PR #466, opened 2021-07-20
Rust const-fn implementation (solution 6)

Sycration:
## Description

Rust has a const function feature that lets you run code at compile time. I ported the original C++ version to rust and used this feature. This makes it unfaithful as the size of the sieve is determined at compile time. 

## Contributing requirements


rbergen:
@Sycration Please indicate when we can consider this PR to be stable.

Sycration:
@rbergen  I just cleaned up the multithreaded version and it should be all stable & good now.

rbergen (approved):
LGTM

PrimeRust/solution_6/Dockerfile
```diff
@@ -0,0 +1,8 @@
+FROM rustlang/rust:nightly as build
```
rbergen: Please pin the base docker image to a specific version. We've recently had some spontaneous breakages in our CI due to unpinned version shifts.

Sycration: fixed, with specific digest hash

rbergen: Thank you!

marghidanu (approved):

marghidanu:
Let's wait for the CI to run before merging.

----

_Problem description:_ Each line that includes "approved" counts once; state how many such lines the listing has, with no other words.

_Task response:_ 2